When the courts are tasked with determining child custody and visitation for a minor child in a family law matter, their primary concern is what orders will be in the best interests of the child. For the courts, “the best interests” is a specific phrase meaning that all custody and visitation orders must promote the child’s health and well-being above all else. This means that the courts will balance the child’s relationship with each parent against the challenges of dividing custodial time between both parties. In other words, as far as the family courts are concerned, the child’s needs come first.
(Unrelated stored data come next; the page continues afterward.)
PR #240, opened 2018-11-13
generate WIP warnings on the use of WIP messages in C code

tridge:


hamishwillee:
@tridge 
1. So how do you expect this to be used? I think you are suggesting that a flight stack that wants to prevent WIP messages in their environment would add the following line to whatever code they have that includes the library?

As you begin deciding how you would like to proceed when asking the court to make child custody and visitation orders, it is important that you remember that your success depends on how well you plan for your child/children’s happiness and comfort. When making decisions about your children during a divorce or custody proceeding, you should make every attempt to set aside your personal feelings and concerns and instead focus on how you can ease your child through this difficult transition.
How the Court Decides
First and foremost, the court will make its final custody and visitation orders based on the reasonable preferences of the child (if the child is of age to adequately express their wishes and concerns) and/or the health and safety needs of the child. The court will also consider the mental health and physical health of the parents, as well as any and all religious and cultural considerations. The child’s ties to extended family and the community are also considered, as are the child’s ability to maintain stability in both residence and schooling. The court will delve deeply into your family’s dynamics to ensure the child will not be exposed to substance abuse or physical/emotional abuse while in the custody of either parent. The court may also allow testimony from grandparents, extended family, and any other community connections (coaches, teachers, mentors) that could impact the child’s custody and visitation schedule.
Coming to an Agreement
When preparing to request a custody and visitation order from the court, it is important that you prioritize your child’s interests and wellbeing, while also accounting for evolving needs and future expectations. You should explore developing a parenting plan, either alone or in cooperation with the other parent. A parenting plan can map out a course of action that will allow you and the children of the relationship to better cope with the separation. In some cases, mediation can help parents quickly develop a mutually agreed upon parenting plan which can ease both parties and children during subsequent court proceedings.
When attempting to work out a parenting schedule, aim for cooperation and calm. Try to remove any feelings of animosity or defensiveness when communicating with the other parent and try to keep an open mind. While you may not be able to agree on an ideal parenting plan, if you keep the lines of communication open you will have a better chance of coming to a decision that is acceptable to both parents while also helping the child cope with separated parents.